AI may well be a way to enhance what Paul calls ‘the flesh’, while starving hearers of what is meant to come to them under an ‘anointing’.
Consider how that was experienced by the disciples through Christ’s preaching after the resurrection …
“And they said one to another, Did not our heart burn within us, while he talked with us by the way, and while he opened to us the scriptures?” Luke 24:32
I heard an interesting example comparing speaking the dead letter (such as intellectual AI sermons devoid of God’s inspiration might be) with speaking by the Holy Spirit, bringing life to the hearer, as Jesus and Paul did.

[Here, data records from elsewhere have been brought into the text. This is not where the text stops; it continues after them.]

PR #7029, opened 2024-02-06
Fix error in BTH-RM after 6996.

danielpetrovic:
Included the wrong endpoint in 6996, which is not supported in this model.
Also adds Boost function, although it doesn't seem to do anything but the function is present.

The Running State is now working as intended which was fixed with 6996.

Found how to test it properly now, it fixes the error.

### DIFF
--- a/src/devices/bosch.ts
+++ b/src/devices/bosch.ts
@@ -1191,23 +1191,22 @@ const definitions: Definition[] = [
                 maximumReportInterval: constants.repInterval.HOUR,
                 reportableChange: 1,
             }], manufacturerOptions);
-            // report pi_heating_demand (valve opening)
-            await endpoint.configureReporting('hvacThermostat', [{
-                attribute: {ID: 0x4020, type: Zcl.DataType.enum8},
-                minimumReportInterval: 0,
-                maximumReportInterval: constants.repInterval.HOUR,
-                reportableChange: 1,
-            }], manufacturerOptions);
-            // report is window_open
+            // report window_open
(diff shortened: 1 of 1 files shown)


danielpetrovic:
With the change it gives the following error. Is there a way for me to test this new change properly without merging it?

```
Zigbee2MQTT:error 2024-02-06 21:47:05: Failed to configure 'Kantoor Thermostaat', attempt 3 (Error: ConfigureReporting 0x001e5e090290f1cb/1 hvacThermostat([{"attribute":{"ID":16416,"type":48},"minimumReportInterval":0,"maximumReportInterval":3600,"reportableChange":1}], {"timeout":10000,"disableResponse":false,"disableRecovery":false,"disableDefaultResponse":true,"direction":0,"srcEndpoint":null,"reservedBits":0,"manufacturerCode":4617,"transactionSequenceNumber":null,"writeUndiv":false}) failed (Status 'UNSUPPORTED_ATTRIBUTE')
    at Endpoint.checkStatus (/app/node_modules/zigbee-herdsman/src/controller/model/endpoint.ts:319:28)
    at Endpoint.configureReporting (/app/node_modules/zigbee-herdsman/src/controller/model/endpoint.ts:672:22)
    at Object.configure (/app/node_modules/zigbee-herdsman-converters/src/devices/bosch.ts:1195:13)
    at Configure.configure (/app/lib/extension/configure.ts:120:13)
    at EventEmitter.wrappedCallback (/app/lib/eventBus.ts:174:17))
```

Koenkk:
Thanks!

In the first half of last century the Assemblies of God Bible College in Melbourne Australia required students to preach sermons under the anointing of the Holy Spirit (however that was determined). Bible College faculty sat on the front row and if within the first few minutes the preacher did not evidence that their message carried God’s anointing the student was interrupted and asked to sit down.
Terrifying as that sounds, that requirement directed preachers to focus on seeking God, being led by the Spirit, speaking what God prompted them to speak, and relying on God’s grace on their message, not their own intellect or performance prowess.
AI assistance would be of no help in such a situation.
AI preaching knows nothing about hearing the voice of God, being led by the Spirit, or preaching as the Holy Spirit leads.
If AI can enhance your sermon ….
If AI can make you redundant then all that AI can’t do are things you are failing to do right now.